B) Sources of Error:
- Not enough of the cDNA was added, and the true color of the gene was not shown.
- The genes from the gene chip were not accurate, and we tested the expression of the wrong gene.
- We pipetted too much of the cDNA, and the slide overflowed, thus we were unable to get an accurate reading of the expression of the certain gene.
- We left the gel in the pipette for too long so it hardened and less than 20 microliters was exposed to the slide.

Translating Diseases; The Strategic Use Of Microarrays In The Study Of Lung Cancer Genes

A) Microarrays have simplified how scientists study gene expression in thousands of cells. This new technology detects patterns in transcription and translation, and aids in the understanding of the normal and abnormal aspects of cell function. The process of using Microarrays to analyze/study genes involving lung cancer include: creating a DNA chip, and using the DNA chip to analyze complementary DNAs isolated from both cancerous and noncancerous tissue (the same tissue). The Microarray will then indicate the differences between the two corresponding genes. This will be an indication of the extent to which transcription occurred. Some scientists have indeed observed that some genes are not transcribed as much in cancer cells as in healthy cells, and that some genes are not transcribed as much in healthy cells as in cancer cells.

B) The purpose of this experiment is for our lab table to use Microarrays to study Genes Involved in Lung Cancer. This will hopefully give our group a better understanding of the causes of the disease on a genetic level, and thus allow us to speculate with possible methods to prevent or cure it.

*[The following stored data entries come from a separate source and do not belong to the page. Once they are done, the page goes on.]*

Issue #687, opened 2026-07-12
[S3] Self-update integrity: self-signed checksum + unverified install writes


dsarno:
Surfaced by the codebase audit. The self-update integrity chain has one design gap and two mechanical write-verification gaps that can install a corrupt tree over live plugin code.

### 1. Checksum is self-signed (design) — `update_manager.gd:~404`
`download_url` and `checksum_url` are both read from the same GitHub Releases API response (`parse_releases_response:274-281`) and fetched over the same channel. Anyone who can modify the release's assets (leaked repo token, compromised release workflow) regenerates the `.sha256` sidecar to match a tampered zip. The docstring (405-409) overclaims: "a tampered asset … can't be installed over live plugin code" — true only for single-object substitution / in-transit corruption, **not** a tampered release.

C) In this experiment, our lab table will be studying six genes using a Microarray. We will prepare the Microarray by spotting six different gene sequences onto a glass slide. Then we will obtain DNA tubes from a 70 degree water bath, and spot the appropriate gene solution onto the correct areas of out slide. To hybridize the Microarray, our group will add fifteen microliters of hybridization solution to each spot. We will then wait and observe our results when they appear.

D) Although we have the six genes that we are to study, making predictions is not possible because we do not have the background knowledge to hypothesize our results. However, I am quite certain that our group will accomplish something worthwhile, and we will learn valuable facts about gene expression and the effects of cancer on this.

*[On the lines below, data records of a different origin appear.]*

PR #743, opened 2026-07-14
McpScenePath.from_node: single upward walk instead of two O(depth) passes

eth0net:
## Motivation

`McpScenePath.from_node` paid **two** O(depth) walks per node: `is_ancestor_of()` (node → root) to guard against `get_path_to()` emitting a `"../"`-style path for a non-descendant, then `get_path_to()` (root → node). On hot, unbounded reads like `find_nodes` / `get_children` over a deep tree that's O(n·depth) with a 2× constant.

## Change

Walk up from the node to `scene_root` once, collecting names: reaching `scene_root` proves ancestry **and** yields the relative segments in a single pass; walking off the tree top means it isn't a descendant (return `""`). Output and the empty-string guard are unchanged.

## Tests

Behavior-preserving — validated by the existing exhaustive `test_scene_path.gd` (root / child / nested / null node / null root / orphan / foreign tree / ancestor-of-root). Rebased onto v3.0.2 (clean — `from_node` was untouched upstream; the file's other functions gained the new `resolve("/")` alias); parse-clean. Full Godot `test_run` runs in CI.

The Sticky Ends Justify The Means Discussion

A) During Day one of the lab, our lab table acquired the DNA of the five suspects, and the DNA found at the crime scene. The purpose of the experiment was to identify the culprit by matching the DNA found at the scene with the DNA of the five suspects using Restriction Fragment Length Polymorphism. After acquiring the DNA, we added restriction enzymes to the tubes, flicked/tapped them, and placed them in a hot water bath for 30 minutes. On Day two we ran the newly cut DNA through a gel, and visually compared the samples using loading dye to stain the DNA (make it visible), and attracting the fragments to the positive end through Gel electrophoresis. Gel electrophoresis functions by pulling fragments of DNA (negatively charged) through the gel matrix towards the red end (positive), run to red. On Day three, our group was able to compare the DNA of the five suspects with the DNA found at the crime scene. We were able to positively identify Chloe Krey as the culprit in this crime scene.

B) Possible Sources of Error:
- We did not add enough loading Dye so the DNA fragments were not visual.
- Accidentally scraped off a skin cell into a test tube, and my DNA was analyzed instead of a suspect's DNA.
- We did not add enough DNA to the tube, and thus not enough substance was present for DNA to become fully visible.
- Accidentally added the wrong suspects DNA into the wrong well, and the wrong suspect was 'proven' guilty by the DNA evidence.
- Accidentally added the food coloring in place of the Loading Dye, and the DNA was not properly stained thus leading to an inaccurate reading.